I strongly believe that there’s no replacing humans in software engineering, and the best way to make use of this tech is as a tool to multiply output.

However output is not impact, therefore humans are required to find out where things should be going, and will be valued for their taste and judgement going forward. Humans should be in the loop (especially for any and all code that goes to production), and by using humans + AI we’ll be able to achieve a lot more (multiples, not incremental changes) compared to before.

So, is this a good thing?

Yes.

Personally, apart from all the things I’ve mentioned before, it allows for iterating on a lot more ideas than before. A lot of my blogs contain scripts that have been generated by AI, iterated upon, then refined by hand to remove the fluff and have the exact things needed. I’m also using it to assist in writing the code for upcoming sidequests on TTL and durable execution.

I’d love to not think about the syntax too much when building things, and get more of my ideas out there in the world. I really enjoy the process of building things, and the syntax significantly slows things down, so any improvement to that is helpful as it helps me get things done while the idea is still fresh in my mind.

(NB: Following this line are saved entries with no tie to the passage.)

PR #21112, opened 2020-07-25
support ES6 default require for packages

aminya:
#### In short: 
This allows loading the packages that are Es module and export their function wrapped in a default object. This is the case for any package that uses Babel 6, Babel 7, or other modern compilers for transpiling their package.

This will also allow us to use babel 7 in Atom's babel transpiler as in https://github.com/atom/atom/pull/20965

#### Longer:
The behavior of ES6 is to use `exports.default = ....` for exporting something as default. 
This is equal to using `module.exports = ....` or `module.exports = {...}`.

In ES6 requiring the modules that exported like need explicitly calling `.default`
```js
const x = require(module).default // require(module) is wrong
```

`_require` function in this pull request checks if `default` property exists and returns what it is inside it instead of returning the useless module itself (which will not have the activate function for the package). 

`_require` function checks this phenomenon and adds support for it. Many compilers or bundlers use `_interopDefault` which serves the same purpose. 

### Drawbacks
This function is written pretty conservatively and has no drawbacks.

In Atom, all the packages can only export their functions either named or wrapped in an object. There is no real useful default export that can be called directly. So the mixed situation does not happen, and we can safely merge this PR. 

### Verification
The CI passes

### Release Notes
- Adding support for the packages that export their main functions under an object and are transpiled using modern transpilers (e.g babel 6 or later, etc).

### DIFF
--- a/src/module-utils.js
+++ b/src/module-utils.js
@@ -1,5 +1,5 @@
 // a require function with both ES5 and ES6 default export support
-function requireX(path) {
+function requireModule(path) {
   const modul = require(path);
   if (modul === null || modul === undefined) {
     // if null do not bother
@@ -18,4 +18,4 @@ function requireX(path) {
   }
 }
 
-exports.requireX = requireX;
+exports.requireModule = requireModule;
--- a/src/module-utils.js
+++ b/src/module-utils.js
@@ -5,7 +5,10 @@ function requireX(path) {
     // if null do not bother
     return modul;
   } else {
-    if (modul.__esModule === true && typeof modul.default === 'object') {
+    if (
+      modul.__esModule === true &&
+      (modul.default !== undefined || modul.default !== null)
+    ) {
       // __esModule flag is true and default is exported, which means that
       // an object containing the main functions (e.g. activate, etc) is default exported
       return modul.default;
--- a/src/module-utils.js
+++ b/src/module-utils.js
@@ -1,0 +1,18 @@
+// a require function with both ES5 and ES6 default export support
+function requireX(path) {
+  const modul = require(path);
+  if (modul === null || modul === undefined) {
+    // if null do not bother
+    return modul;
+  } else {
+    if (modul.__esModule === true && typeof modul.default === 'object') {
+      // __esModule flag is true and default is exported, which means that
+      // an object containing the main functions (e.g. activate, etc) is default exported
+      return modul.default;
+    } else {
+      return modul;
+    }
+  }
+}
+
+exports.requireX = requireX;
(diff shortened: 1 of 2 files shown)


src/module-utils.js
```diff
@@ -0,0 +1,21 @@
+// a require function with both ES5 and ES6 default export support
+function requireX(path) {
+  const modul = require(path);
+  if (modul === null || modul === undefined) {
+    // if null do not bother
+    return modul;
+  } else {
+    if (
+      modul.__esModule === true &&
+      (modul.default !== undefined || modul.default !== null)
```
UziTech, line 10: This will always be true since `modul.default` can not be `undefined` and `null`.

Also this check should not be necessary. if a module wants to export `null` or `undefined` than I would rather the return be `undefined` or `null` than `{default: undefined}` or `{default: null}`.

If a module exports `__esModule = true` but doesn't provide a `default` export than this should return `undefined`.

src/module-utils.js
```diff
@@ -0,0 +1,21 @@
+// a require function with both ES5 and ES6 default export support
+function requireX(path) {
```
UziTech, line 2: I think a more descriptive name should be used. When someone sees this function called in the code they should have some idea of what it does and why it is used.

Something like: `requirePossibleEsModule` or `requireDefault`

src/module-utils.js
aminya: This check is necessary if the user has named their exports. 
```
export activate function {}
export deactivate function {}
```

We only want to use `default` if it is something other than undefined/null.

src/module-utils.js
aminya: I wanted the name to be concise. I could not think of any descriptive name 😄. I am open to all suggestions.

UziTech: I like `requireDefault`. It is not too long and fairly descriptive of what it does.

src/module-utils.js
UziTech: true for packages but not in general. Maybe we do need two separate functions for our different use cases.

That line is still always `true`.

```suggestion
      (modul.default !== undefined && modul.default !== null)
```

src/module-utils.js
aminya: What about `requireModule`? My problem with `requireDefault` is that this may not use "default", and so the name becomes a little misleading.

src/module-utils.js
aminya: The code now works in those cases too. Unless literally, someone wants to export null! 😄

src/module-utils.js
UziTech: sounds good to me

aminya: Fixed in https://github.com/atom/atom/pull/21112/commits/2ea54ac3b284cb4b9b7c667de350c5b79fb51b9e

sadick254 (approved):
Looks great. 👍

PR #21124, opened 2020-07-29
Avoid replacing : in filename

### LINKED ISSUE #20077: file ends with colon open but content isnt read
### Prerequisites

### Steps to Reproduce

1. 
2. 
3. 

**Expected behavior:**

**Actual behavior:**

**Reproduces how often:**

### Additional Information

im using atom 1.37 x64 version on linux.
i tried to open a file that ends with ':' and it opened but content of file didn't load. it loaded it empty.

sadick254:

### Identify the Bug

Resolves: #20077

### Description of the Change

Avoid replacing `:` in a file name.

### Verification Process

1. Run `script/test`
2. Open atom editor and chose a file with trailing colons
3. Confirmed that the text editor has the correct content

### Release Notes
- Fix an issue where opening a file with a colon at the end didn't work.

### DIFF
--- a/spec/main-process/atom-application.test.js
+++ b/spec/main-process/atom-application.test.js
@@ -751,7 +751,7 @@ describe('AtomApplication', function() {
 
     it('truncates trailing whitespace and colons', async function() {
       await scenario.open(parseCommandLine('b/2.md::  '));
-      await scenario.assert('[_ 2.md]');
+      await scenario.assert('[_ 2.md::]');
 
       const w = scenario.getWindow(0);
       assert.lengthOf(w._locations, 1);
@@ -1406,7 +1406,7 @@ class LaunchScenario {
     );
 
     await Promise.all(
-      ['a/1.md', 'b/2.md'].map(
+      ['a/1.md', 'b/2.md', 'b/2.md::'].map(
         filePath =>
           new Promise((resolve, reject) => {
             const fullFilePath = path.join(this.root, filePath);
--- a/spec/main-process/atom-application.test.js
+++ b/spec/main-process/atom-application.test.js
@@ -749,8 +749,18 @@ describe('AtomApplication', function() {
       assert.isFalse(w._locations[0].isFile);
     });
 
-    it('truncates trailing whitespace and colons', async function() {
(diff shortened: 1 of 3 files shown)


spec/main-process/atom-application.test.js
```diff
@@ -749,8 +749,8 @@ describe('AtomApplication', function() {
       assert.isFalse(w._locations[0].isFile);
     });
 
-    it('truncates trailing whitespace and colons', async function() {
```
aminya, line 752: Doesn't this affect Windows? File names with a colon in their name can't be written to the disk.

sadick254: It does affect windows. And you are right that filenames with colons cannot be written to disk on windows. We could do two things
- Add a condition check on `platform` and strip the `:` based on the platform.
- Not fix this bug

Adding a condition check on the code means we also have to do that in our tests, otherwise we will end up with failing tests on windows.

aminya: Yes you should add a condition to do this only on Unix based systems.

src/main-process/atom-application.js
```diff
@@ -1895,7 +1895,7 @@ module.exports = class AtomApplication extends EventEmitter {
       return result;
     }
 
-    result.pathToOpen = result.pathToOpen.replace(/[:\s]+$/, '');
+    result.pathToOpen = result.pathToOpen.replace(/\s+$/, '');
```
aminya, line 1898:
```suggestion
	if (process.platform === 'win32') {
		result.pathToOpen = result.pathToOpen.replace(/[:\s]+$/, '');
    } else {
        result.pathToOpen = result.pathToOpen.replace(/\s+$/, '');
    }
```

aminya (changes requested):
You should add a condition to do this only on Unix based systems (everything other than Windows).

jeff-hykin:
Shouldn't all invalid file names end up as a user error? (Or at least a warning) 

I don't mean to be the bearer of bad news, but also macos actually allows having a colon in a file name.

aminya:
I think https://github.com/atom/atom/pull/21124#discussion_r475553821 solves this

PR #21133, opened 2020-07-30
Show appropriate error when running test without building

sadick254:
When you run `script/test` without first building, you get the following error which is not very helpful
Screenshot 2020-07-30 at 13 11 32

This adds an assertion to provide a helpful error message in the event someone runs `script/test` without building

### DIFF
--- a/script/test
+++ b/script/test
@@ -45,19 +45,24 @@ const CONFIG = require('./config')
 const backupNodeModules = require('./lib/backup-node-modules')
 const runApmInstall = require('./lib/run-apm-install')
 
+function assertExecutablePaths(executablePaths) {
+	assert(executablePaths.length !== 0, `No atom build found. Please run "script/build" and try again.`)
+	assert(executablePaths.length === 1, `More than one application to run tests against was found. ${executablePaths.join(',')}`)
+}
+
 const resourcePath = CONFIG.repositoryRootPath
 let executablePath
 if (process.platform === 'darwin') {
   const executablePaths = glob.sync(path.join(CONFIG.buildOutputPath, '*.app'))
-  assert(executablePaths.length === 1, `More than one application to run tests against was found. ${executablePaths.join(',')}`)
+  assertExecutablePaths(executablePaths)
   executablePath = path.join(executablePaths[0], 'Contents', 'MacOS', path.basename(executablePaths[0], '.app'))
 } else if (process.platform === 'linux') {
   const executablePaths = glob.sync(path.join(CONFIG.buildOutputPath, 'atom-*', 'atom'))
-  assert(executablePaths.length === 1, `More than one application to run tests against was found. ${executablePaths.join(',')}`)
+  assertExecutablePaths(executablePaths)
   executablePath = executablePaths[0]
 } else if (process.platform === 'win32') {
   const executablePaths = glob.sync(path.join(CONFIG.buildOutputPath, '**', 'atom*.exe'))
-  assert(executablePaths.length === 1, `More than one application to run tests against was found. ${executablePaths.join(',')}`)
+  assertExecutablePaths(executablePaths)
   executablePath = executablePaths[0]
 } else {
   throw new Error('Running tests on this platform is not supported.')


aminya (changes requested):
#21109 includes this change. I don't think we should merge it here.

DeeDeeG:
Not for me to be unnecessarily contrary @aminya, but personally this is my preferred approach for this error message. :+1:

sadick254:
@aminya Thank you for working on https://github.com/atom/atom/pull/21109. 
I think we could change `A single application to run tests against was not found` to something that provides the user with not only clear information but also next steps to take to fix the error.

My suggestion is we merge this in because https://github.com/atom/atom/pull/21109 might take a while before getting merged.

aminya (changes requested):
If you want to update the messages, you should do it for all the operating systems not just Mac that you are on. You should also revert the package-lock changes. Then we can discuss if the message is helpful.

sadick254:
@aminya 
- Added the message to the other platforms
- Reverted package.json change.

package-lock.json
```diff
@@ -1,6 +1,6 @@
 {
   "name": "atom",
-  "version": "1.50.0-dev",
+  "version": "1.51.0-dev",
```
aminya, line 3:
```suggestion
```

script/test
```diff
@@ -49,14 +49,17 @@ const resourcePath = CONFIG.repositoryRootPath
...
   executablePath = path.join(executablePaths[0], 'Contents', 'MacOS', path.basename(executablePaths[0], '.app'))
 } else if (process.platform === 'linux') {
   const executablePaths = glob.sync(path.join(CONFIG.buildOutputPath, 'atom-*', 'atom'))
+  assert(executablePaths.length !== 0, `No atom build found. Please run "script/build" and try again.`)
   assert(executablePaths.length === 1, `More than one application to run tests against was found. ${executablePaths.join(',')}`)
   executablePath = executablePaths[0]
 } else if (process.platform === 'win32') {
   const executablePaths = glob.sync(path.join(CONFIG.buildOutputPath, '**', 'atom*.exe'))
+  assert(executablePaths.length !== 0, `No atom build found. Please run "script/build" and try again.`)
   assert(executablePaths.length === 1, `More than one application to run tests against was found. ${executablePaths.join(',')}`)
```
aminya, line 63: I think we can refactor this to prevent copy-pasting the same thing three times.
```js
function assertexecutablePaths(executablePaths) {
	assert(executablePaths.length !== 0, `No atom build found. Please run "script/build" and try again.`)
  	assert(executablePaths.length === 1, `More than one application to run tests against was found. ${executablePaths.join(',')}`)
}
```

aminya (approved):
Now, it looks good to me. Thanks!

aminya:
@sadick254 Could you rebase and drop the package-lock changes altogether?

sadick254:
@aminya doing that now. Just noticed this.

aminya:
Maybe drop this commit https://github.com/atom/atom/pull/21133/commits/c889b065c62525b98f7851e09ee951805f31f0e0

aminya (approved):

DeeDeeG:
Thanks for improving this error message.

---

Sorry if this is unwanted "help", but I think `git remote update` and then `git rebase -i origin/master`, then delete or comment out any lines having to do with `package-lock.json`, would do it pretty tidily.

(assuming your `origin` remote is pointing to `github.com/atom/atom`)

(Or more properly, replace the `pick` command with `drop` for those commits to do with `package-lock.json`, in the interactive rebase "to-do" screen. Same result though.)

But yeah, if having a couple of extra commits are okay then this looks good to me :+1:

DeeDeeG:
I was wrong, sorry. If you still want to do this the interactive rebase way, change the command from `pick` to `edit` for the first commit. Then you can change the version in `package-lock.json` to match `master` branch (1.50.0 rather than 1.51.0)... then `git add package-lock.json` and `git rebase --continue`.

sadick254:
@DeeDeeG Fixed now.

DeeDeeG (approved):

PR #21139, opened 2020-08-02
enable multi-threading on Atom

aminya:
### Description of the Change

This enables the possibility of multithreading in Atom as stated in Electron documentation. It allows using Node features in WebWorkers.
https://www.electronjs.org/docs/tutorial/multithreading

This allows offloading the parts of the code that are blocking the main thread to another thread, which can result in a huge performance gain.

#### Alternate Designs

N/A

#### Possible Drawbacks

N/A

### Verification Process
- CI passes
- Using the built Atom

### Release Notes

- Now Atom allows using the multi-threading features of Nodejs

### DIFF
--- a/src/main-process/atom-window.js
+++ b/src/main-process/atom-window.js
@@ -49,7 +49,10 @@ module.exports = class AtomWindow extends EventEmitter {
         // (Ref: https://github.com/atom/atom/pull/12696#issuecomment-290496960)
         disableBlinkFeatures: 'Auxclick',
         nodeIntegration: true,
-        webviewTag: true
+        webviewTag: true,
+
+        // node support in threads
+        nodeIntegrationInWorker: true
       },
       simpleFullscreen: this.getSimpleFullscreen()
     };


jeff-hykin:
This seems like a pretty big (awesome!) change. 


Are there any discussions around standardizing some workers? Both for atom core, but also something like a low-priority worker that extensions can share instead of all of them spinning up with own web-worker at startup

johntrouble69:
I'm new to this and I frankly have no idea what I'm doing all I know is
from the actions I've seen is there has been a lot of data taken from me me
for what ever reason unknown

aminya:
> This seems like a pretty big (awesome!) change.
> 

> Both for atom core

We need to find ways to run things in separate workers.

> Are there any discussions around standardizing some workers? Both for atom core, but also something like a low-priority worker that extensions can share instead of all of them spinning up with own web-worker at startup

We already have some API for tasks: https://flight-manual.atom.io/api/v1.50.0/Task/. We can create something similar for workers. 

I like the API of [threads.js](https://threads.js.org/) and I think that is a particularly good library. We can integrate it to Atom, so people can use workers without adding this to their dependencies.


After the basic integrations, to truly make everything parallel, we need to provide some IPC functions that provide/change the editor properties (starting with the methods that are required in language server protocol). This allows running a package fully on a separate worker.

aminya:
@darangi @sadick254 Any plan for merging this? This does not change anything by itself. We should not keep this unmerged.

sadick254:
@aminya This will be merged. Thanks for reminding us about it.

adamhayrettin11:
7 Ara 2020 Pzt 22:33 tarihinde Sadick <notifications@github.com> şunu yazdı:

sadick254 (commented):
@aminya Could you please resolve the conflicts on this PR? Let me know once that is done. I would be happy to merge it 🚀 .

aminya:
> @aminya Could you please resolve the conflicts on this PR? Let me know once that is done. I would be happy to merge it 🚀 .

Rebased. Thanks!

sadick254 (approved):

PR #21174, opened 2020-08-13
[Don't Close] Comment out activating packages

sadick254:
Work in progress. Investigating flaky CI.

### DIFF
--- a/spec/text-editor-registry-spec.js
+++ b/spec/text-editor-registry-spec.js
@@ -75,10 +75,17 @@ describe('TextEditorRegistry', function() {
 
       atom.config.set('editor.tabLength', 8, { scope: '.source.js' });
 
+      const buffer = new TextBuffer({ filePath: 'test.js'})
+      atom.grammars.assignLanguageMode(buffer, 'source.js')
+
       const editor = registry.build({
-        buffer: new TextBuffer({ filePath: 'test.js' })
+        buffer
       });
+
       expect(editor.getTabLength()).toBe(8);
+      expect(editor.getRootScopeDescriptor().getScopesArray()).toEqual([
+        'source.js'
+      ]);
     });
   });
 


spec/text-editor-registry-spec.js
```diff
@@ -69,9 +69,9 @@ describe('TextEditorRegistry', function() {
   });
 
   describe('.build', function() {
-    it('constructs a TextEditor with the right parameters based on its path and text', async function() {
-      await atom.packages.activatePackage('language-javascript');
-      await atom.packages.activatePackage('language-c');
+    it('constructs a TextEditor with the right parameters based on its path and text', function() {
+      // await atom.packages.activatePackage('language-javascript');
+      // await atom.packages.activatePackage('language-c');
```
aminya, line 74: What is the goal of this? This does not seem right to me

sadick254: Recently atom has had numerous CI pipeline fails. This is an attempt to review the failing tests and understand why the tests are failing due to timeouts.

This test case doesn't depend on the packages being activated to perform the assertion correctly.

aminya: To fix the CI failures, you should also review and merge #21081 and #21109. Using these two, we are having a much better CI in our fork. Atom-ide-community CI runs in half the time. 

https://github.com/atom-ide-community/atom

Arcanemagus: It looks like those package activations were in there when the test was first added: https://github.com/atom/atom/commit/09d232ba4108c13d350af49abcd325ae113d7289

At least the JavaScript package looks necessary so it will recognize the language and load the grammar, perhaps the C one is there to test it isn't loading the wrong language?

sadick254: @Arcanemagus unfortunately activating the packages alone don't load the grammar. `setLanguageMode` has to be explicitly called for the grammar to be loaded. If you `log` grammar
https://github.com/atom/atom/blob/613f76d5945d2d58435aa6ec839930c4c5b1f021/src/text-editor-registry.js#L96
it will be `null` when running the test.

aminya: So shouldn't we do that instead of removing this?

PR #1090, opened 2026-07-09
Tighten render option guard types

psiddharthdesign:
## Summary\n- type render option lookup sets as string sets\n- remove unnecessary casts from render format and quality guards\n\n## Tests\n- pnpm test


psiddharthdesign:
@mergifyio queue

PR #1092, opened 2026-07-09
test(cli): keep create scene output docs in sync

psiddharthdesign:
## Summary
- Reuse one shared create_scene output-path description across Zod and MCP JSON schemas
- Update the schema assertion so the exposed MCP contract includes the parent-directory behavior

## Tests
- pnpm --dir cli test


psiddharthdesign:
@mergifyio queue

PR #1097, opened 2026-07-09
Tighten query scene schema test helper

psiddharthdesign:
## Summary
- add a small helper for query-scene MCP schema property assertions
- keep schema field checks the same while pairing the property cast with a runtime shape assertion

## Tests
- pnpm test


psiddharthdesign:
@mergifyio queue

PR #1119, opened 2026-07-09
fix(cli): clarify missing query scene files

psiddharthdesign:
## Summary
- report missing query MCP scene files with a clear file-not-found message
- update the query scene MCP test expectation for the clearer error

## Tests
- pnpm test


psiddharthdesign:
@mergifyio queue

PR #1126, opened 2026-07-09
chore(cli): reuse MCP args type for query tools

psiddharthdesign:
## Summary\n- Reuse the shared MCP tool args type in query scene MCP handlers\n- Remove the local duplicate Record alias\n\n## Verification\n- pnpm --dir cli test\n\nNote: root pnpm typecheck currently fails on unrelated existing app TypeScript errors outside this CLI change.


psiddharthdesign:
@mergifyio queue

PR #1134, opened 2026-07-09
chore(cli): type query scene schema helper

psiddharthdesign:
## Summary
- type the query scene schema test helper against the shared MCP Tool shape
- keep the change scoped to CLI test code

## Tests
- pnpm --dir cli test


psiddharthdesign:
@mergifyio queue

PR #1136, opened 2026-07-09
Mark CLI command options readonly

psiddharthdesign:
## Summary
- Mark CLI create/render command option interfaces as readonly to reflect read-only handler usage.

## Tests
- pnpm --dir cli test


psiddharthdesign:
@mergifyio queue

PR #1139, opened 2026-07-09
chore: ignore nested dist outputs in lint

psiddharthdesign:
## Summary\n- Extend ESLint generated-output ignores to cover package-level dist directories such as cli/dist.\n\n## Verification\n- pnpm exec eslint cli/dist/mcp/tools/schema.d.ts --no-warn-ignored\n- pnpm test\n\nNote: top-level pnpm lint and pnpm typecheck still have unrelated pre-existing failures on main; this change verifies the generated-file lint case directly.


psiddharthdesign:
@mergifyio queue

PR #1143, opened 2026-07-09
test(cli): cover async env helper failures

psiddharthdesign:
## Summary
- add a focused regression test for withEnvVar restoring existing env values after async callback failures

## Tests
- pnpm --dir cli run build && node --test cli/dist/testUtils/env.test.js
- pnpm --dir cli test


psiddharthdesign:
@mergifyio queue

PR #1145, opened 2026-07-09
Ignore stale query scene track entries

psiddharthdesign:
## Summary\n- Ignore non-object persisted track map entries in the MCP list_tracks handler\n- Add a regression fixture that injects a stale scalar track entry into saved .hype bytes\n\n## Tests\n- pnpm --dir cli run build && node --test --test-concurrency=1 cli/dist/mcp/queryScene.test.js\n- pnpm test


psiddharthdesign:
@mergifyio queue

PR #1148, opened 2026-07-09
chore(cli): mark MCP tool args readonly

psiddharthdesign:
## Summary
- mark the shared MCP tool args type as readonly to match handler usage

## Verification
- pnpm --dir cli test

Note: root pnpm typecheck still fails on existing app-level TypeScript errors outside this CLI-only change.


psiddharthdesign:
@mergifyio queue

PR #1153, opened 2026-07-09
Guard get_layer against mismatched node ids

psiddharthdesign:
## Summary
- require get_layer results to match the requested node id exactly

On the other hand I also like to implement things by hand to learn - scaling, performance improvement, memory are some of the things I would prefer to do without any AI assistance.

I do like to discuss difficult learning topics with gemini though, and make it critique the design of my systems (something I’m not very good at) in a way that keeps it from being sycophantic about it. This is one limitation of LLMs that if overcome can help improve things a lot, getting critique for your ideas anytime, use the knowledge the LLM was trained on to spot flaws early.

What about prod?

Production code should still be thoroughly reviewed, and any generated code should be generated on the basis of specific details, not vibes. There’s also automated testing, but tests aren’t enough alone, and understanding of the generated code and prior codebase is essential for using these tools where code affects live software.